=== Work task ===
Pull out every line below that contains the word "annotations".

■ ■ ■

PR #3612, opened 2025-04-28
Adopt ci mgmt (again)

mjeffryes:
Adds the .ci-mgmt.yaml I forgot the first time around. 

https://github.com/pulumi/pulumi-kubernetes/pull/3598 was missing the .ci-mgmt.yaml file so update jobs (eg. [Update GH workflows, ecosystem providers · pulumi/ci-mgmt@627bf35](https://github.com/pulumi/ci-mgmt/actions/runs/14700611890/job/41251076343)) are failing for this provider.

Fixes: https://github.com/pulumi/ci-mgmt/issues/1509

### DIFF
--- a/.ci-mgmt.yaml
+++ b/.ci-mgmt.yaml
@@ -1,8 +1,8 @@
 template: native
 provider: kubernetes
 lint: true
-aws: true
-gcp: true
+aws: true # need AWS credentials to test in EKS
+gcp: true # need GCP credentials to test in GKE
 pulumiVersionFile: .pulumi.version
 major-version: 4
 parallel: 3
--- a/.ci-mgmt.yaml
+++ b/.ci-mgmt.yaml
@@ -1,0 +1,16 @@
+template: native
+provider: kubernetes
+lint: true
+aws: true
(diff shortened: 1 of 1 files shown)


.ci-mgmt.yaml
```diff
@@ -0,0 +1,16 @@
+template: native
+provider: kubernetes
+lint: true
+aws: true
+gcp: true
```
EronWright, line 5: My eyes do a double-take here, can you add a comment about these?

EronWright (approved):

blampe (approved):

.ci-mgmt.yaml
mjeffryes, line 5:
```suggestion
aws: true # need AWS credentials to test in EKS
gcp: true # need GCP credentials to test in GKE
```

mjeffryes: Fair enough; these options enable credentials for AWS and GCP respectively so that the provider can run integration tests against those clouds. I've added inline comments to that effect in the file

PR #3613, opened 2025-04-28
Bump node to 18 and regenerate SDK

blampe:
It seems we introduced a number of type files (possibly in #2248) which were never subsequently used or touched. Removing the SDK directory and the re-generating types causes these files to be deleted, which seems scary but is actually fine.

As it turns out we actually generate types to a couple gigantic files ([inputs](https://github.com/pulumi/pulumi-kubernetes/blob/master/sdk/nodejs/types/input.ts), [outputs](https://github.com/pulumi/pulumi-kubernetes/blob/master/sdk/nodejs/types/output.ts)) which are namespaced in the same way we're used to seeing them on disk.


EronWright (approved):
Wow, is subtle but looks legit.

Issue #3521, opened 2025-02-26
Boolean operators for await annotations


stooj:
## Hello!

- Vote on this issue by adding a 👍 reaction
- If you want to implement this feature, comment to let us know (we'll work with you on design, scheduling, etc.)

## Issue details

Currently await annotations like `pulumi.com/waitFor` with an array of conditions are true when ALL conditions are true (they are `AND`ed).

Other bools (like `OR`) would allow better control over the flow of a pulumi up and let the operation finish faster.

### Affected area/feature

- Await logic

### Example

```
"pulumi.com/waitFor": JSON.stringify([
    "jsonpath={.status.phase}=Healthy", 
--- OR ---
    "jsonpath={.status.phase}=Paused"
])
```
> We are using Argo Rollouts, In order to Identify we passed the first step or any other step, One of the following needs to be inside the .status.phase for example.

> We have services that are using steps then pause for 10m, and some are not using steps and become Healthy when they finish.
We don't want to wait the 10m as the service already stable in our opinion. So status.phase=Paused is a step which we consider Healthy as it passed the first step.

rquitales:
Thanks for this enhancement request. We'll look into how we can extend this annotation to be more expressive.

PR #3658, opened 2025-05-29
Support RFC9535 JSONPaths

blampe:
This is an alternative to https://github.com/pulumi/pulumi-kubernetes/pull/3634 which switches our JSONPath parser to the excellent [github.com/theory/jsonpath](https://github.com/theory/jsonpath) implementation of [RFC9535](https://www.rfc-editor.org/rfc/rfc9535.html#filter-selector). This allows us to support more complex conditions while still staying close to the existing `kubectl` experience.

I prefer this approach because it's _possible_ `kubectl` will update their own parser in the future to more closely match the spec. Inventing our own syntax/conventions to describe boolean logic guarantees we will drift further from `kubectl`, and it gives our users one more thing to learn. JSONPath is hard enough to grok as it is :)

Note that value comparisons are still static, so something like `{.spec.readyReplicas}={.spec.replicas}` is still not possible. If there's a strong case for it we can re-consider adding it, but I'm skeptical for now.

Fixes https://github.com/pulumi/pulumi-kubernetes/issues/3521

cc @matanbaruch


CHANGELOG.md
```diff
@@ -7,6 +7,34 @@
...
+
+- The `pulumi.com/waitFor` annotation now uses an
+  [RFC9535](https://www.rfc-editor.org/rfc/rfc9535.html)-compliant JSONPath
+  parser. This makes it possible to wait for more complex scenarios.
+
+  For example:
+
+  - To wait for a Pod's `status.phase` to be "Running" or "Succeeded":
+
+    `pulumi.com/waitFor: "jsonpath={.status[?@ == 'Running' || @ == 'Succeeded' ]}"`
```
blampe, line 20: Unfortunately this is a little implicit because we can't specify the "phase" field directly https://mailarchive.ietf.org/arch/msg/jsonpath/ueqHXqXa_2hdjIWcjZRKtu3_bRk/

blampe:
> Is it possible to add it also to v3.x.x ?

@matanbaruch unfortunately not. We aren't supporting v3 beyond critical issues, and too much has changed to make back-porting feasible.

matanbaruch:
@blampe Can this be merged?

EronWright (approved):
Awesome!

matanbaruch:
@blampe @EronWright
Hey,
We were planning to implement this but looks like it wasn't release yet.

Is there any plan for release?

matanbaruch:
@blampe @EronWright Hey any update on release?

■ ■ ■

=== Answer to this problem ===
Boolean operators for await annotations
Currently await annotations like `pulumi.com/waitFor` with an array of conditions are true when ALL conditions are true (they are `AND`ed).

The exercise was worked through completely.